Where does the word "arguments" show up in the records? Copy every line that holds it.

-=-=-

Issue #2732, opened 2021-08-24
[meta] NEAR Support


maoueh:
This is a meta issue listing the actual work required to fully support NEAR inside the The Graph.

#### Depends 

- #2716 

##### Tasks

- [ ] Ensure `graph-node` is really multi-chain ready (data sources and manifest parsing/instantiation were discussed as potential missing area)
- [ ] Add basic `chain/near` package fulfilling `Blockchain` trait (will probably start with POC mappings for now, maybe just block header or even just logs as `String`).
- [ ] Ensure NEAR on StreamingFast works when block(s) are skipped.
- [ ] Discuss, finalized and implement correct mappings (stuff is still in the discussion right now about what will be available as a mapping)
- [ ] Code  generation adjustments for NEAR on [graph-cli](https://github.com/graphprotocol/graph-cli) (Does `graph-cli` requires some multi-chain love?)
- [ ] Alpha preview testing for early tester(s)
- [ ] Documentation modifications for NEAR support
- [ ] Fix all `FIXME (NEAR)` in the codebase
- [ ] Discuss and decide how hosted NEAR beta version will be operationalized
- [ ] Beta testing on hosted environment

PR #2755, opened 2021-08-30
blockchain: Introduce `BlockchainMap` and `BlockchainKind`

leoyvens:
This introduces the `BlockchainMap` in which `Blockchain` instances are stored, keyed by their `BlockchainKind` and network. This is used in the entry points that need to call functions which are generic on `C: Blockchain`, which are: `InstanceManager::start_subgraph`, `SubgraphRegistrar::create_subgraph` and `IndexNodeResolver::resolve_subgraph_features`.

Part of #2732.

### DIFF
--- a/core/src/subgraph/registrar.rs
+++ b/core/src/subgraph/registrar.rs
@@ -3,34 +3,35 @@ use std::time::Instant;
 
 use async_trait::async_trait;
 use graph::blockchain::Blockchain;
+use graph::blockchain::BlockchainKind;
 use graph::blockchain::BlockchainMap;
 use graph::components::store::{DeploymentId, DeploymentLocator, SubscriptionManager};
 use graph::data::subgraph::schema::SubgraphDeploymentEntity;
+use graph::data::subgraph::MAX_SPEC_VERSION;
 use graph::prelude::{
     CreateSubgraphResult, SubgraphAssignmentProvider as SubgraphAssignmentProviderTrait,
     SubgraphRegistrar as SubgraphRegistrarTrait, *,
 };
 
-pub struct SubgraphRegistrar<C, L, P, S, SM> {
+pub struct SubgraphRegistrar<L, P, S, SM> {
     logger: Logger,
     logger_factory: LoggerFactory,
     resolver: Arc<L>,
     provider: Arc<P>,
     store: Arc<S>,
     subscription_manager: Arc<SM>,
-    chains: Arc<BlockchainMap<C>>,
+    chains: Arc<BlockchainMap>,
     node_id: NodeId,
     version_switching_mode: SubgraphVersionSwitchingMode,
     assignment_event_stream_cancel_guard: CancelGuard, // cancels on drop
 }
 
-impl<C, L, P, S, SM> SubgraphRegistrar<C, L, P, S, SM>
+impl<L, P, S, SM> SubgraphRegistrar<L, P, S, SM>
 where
     L: LinkResolver + Clone,
     P: SubgraphAssignmentProviderTrait,
     S: SubgraphStore,
     SM: SubscriptionManager,
-    C: Blockchain,
 {
     pub fn new(
         logger_factory: &LoggerFactory,
@@ -38,7 +39,7 @@ where
         provider: Arc<P>,
         store: Arc<S>,
         subscription_manager: Arc<SM>,
-        chains: Arc<BlockchainMap<C>>,
+        chains: Arc<BlockchainMap>,
         node_id: NodeId,
         version_switching_mode: SubgraphVersionSwitchingMode,
     ) -> Self {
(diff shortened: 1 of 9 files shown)


core/src/subgraph/registrar.rs
```diff
@@ -271,46 +271,47 @@ where
...
+                    )
+                })?;
 
-        let chain = self
-            .chains
-            .get(&network_name)
-            .ok_or(SubgraphRegistrarError::NetworkNotSupported(
-                network_name.clone(),
-            ))?
-            .cheap_clone();
```
leoyvens, line 294: This block of code was moved to the `create_subgraph_version` free function.

graph/src/data/subgraph/mod.rs
```diff
@@ -795,26 +795,22 @@ impl<C: Blockchain> UnvalidatedSubgraphManifest<C> {
...
         store: Arc<S>,
-    ) -> Result<
-        (SubgraphManifest<C>, Vec<SubgraphManifestValidationWarning>),
-        Vec<SubgraphManifestValidationError>,
-    > {
-        let (schemas, import_errors) = self.0.schema.resolve_schema_references(store.clone());
-        let validation_warnings = import_errors
-            .into_iter()
-            .map(SubgraphManifestValidationWarning::SchemaValidationWarning)
-            .collect();
```
leoyvens, line 817: These `import_errors` are not used anyways, so they are now ignored.

graph/src/data/subgraph/mod.rs
```diff
@@ -921,40 +917,12 @@ impl<C: Blockchain> UnvalidatedSubgraphManifest<C> {
 
 impl<C: Blockchain> SubgraphManifest<C> {
     /// Entry point for resolving a subgraph definition.
-    /// Right now the only supported links are of the form:
-    /// `/ipfs/QmUmg7BZC1YP1ca66rRtWKxpXp77WgVHrnv263JtDuvs2k`
-    pub async fn resolve(
```
leoyvens, line 926: Removed because `resolve_from_raw` is now used in all cases.

node/src/main.rs
```diff
@@ -205,15 +205,21 @@ async fn main() {
         let chain_head_update_listener = store_builder.chain_head_update_listener();
         let network_store = store_builder.network_store(idents);
 
-        let chains = Arc::new(networks_as_chains(
+        // To support the ethereum block ingestor, ethereum networks are referenced both by the
+        // `blockchain_map` and `ethereum_chains`. Future chains should be referred to only in
+        // `blockchain_map`.
+        let mut blockchain_map = BlockchainMap::new();
+        let ethereum_chains = networks_as_chains(
+            &mut blockchain_map,
```
leoyvens, line 213: This hack is because I preferred to not refactor the block ingestor to use `BlockchainMap` since it is unlikely to be used for new chains, so `ethereum_chains` continues to exists.

graph/src/data/subgraph/mod.rs
```diff
@@ -1024,6 +992,7 @@ impl<C: Blockchain> UnresolvedSubgraphManifest<C> {
         self,
         resolver: &impl LinkResolver,
         logger: &Logger,
+        max_spec_version: semver::Version,
```
leoyvens, line 995: Adding this is actually unrelated to this PR, it's just improving the tests to no need the GRAPH_MAX_SPEC_VERSION env var set which was introduced in https://github.com/graphprotocol/graph-node/pull/2682.

graph/src/blockchain/mod.rs
```diff
@@ -305,3 +310,73 @@ pub trait RuntimeAdapter<C: Blockchain>: Send + Sync {
...
+impl FromStr for BlockchainKind {
+    type Err = Error;
+
+    fn from_str(s: &str) -> Result<Self, Self::Err> {
+        match s {
+            "ethereum" => Ok(BlockchainKind::Ethereum),
+            _ => Err(anyhow!("unknown blockchain kind {}", s)),
+        }
+    }
+}
```
tilacog, line 339: How do you feel about delegating this to `serde::plain`, just like we did for [subgraph features](https://github.com/graphprotocol/graph-node/blob/master/graph/src/data/subgraph/features.rs#L36-L51)?

While the current implementation works flawlessly, if we use `serde` here we wouldn't need to write any more code when introducing new variants.

server/index-node/src/resolver.rs
```diff
@@ -379,7 +396,9 @@ where
             }
 
             // The top-level `indexingStatusForPendingVersion` field
-            (None, "subgraphFeatures") => self.resolve_subgraph_features(arguments),
+            (None, "subgraphFeatures") => {
+                graph::block_on(self.resolve_subgraph_features(arguments))
+            }
```
tilacog, line 401: Way better! :clap:

tilacog (approved):

graph/src/blockchain/mod.rs
leoyvens: I don't have much of a preference so I'll keep it as it is.

PR #2768, opened 2021-09-01
store: Allow setting min_idle and idle_timeout

lutter:
This introduces two new environment variables that allow setting the
minimum number of idle connections and the timeout when a connection is
considered idle. If the variables are not set, the behavior defaults to the
current behavior of keeping all connections and never reaping idle ones,
and an idle timeout of 10 minutes.

### DIFF
--- a/store/postgres/src/connection_pool.rs
+++ b/store/postgres/src/connection_pool.rs
@@ -46,10 +46,25 @@ lazy_static::lazy_static! {
             })
             .unwrap_or(0)
     };
+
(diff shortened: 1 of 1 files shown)


leoyvens (approved):
Are these worthy of documenting?

lutter:
> Are these worthy of documenting?

I didn't document them on purpose. I think eventually we want them to be configurable per pool in the config file, but this change should at least let us try out how closing idle connections more aggressively works at scale.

-=-=-

• **OUTPUT FOR THIS EXERCISE**
-            (None, "subgraphFeatures") => self.resolve_subgraph_features(arguments),
+                graph::block_on(self.resolve_subgraph_features(arguments))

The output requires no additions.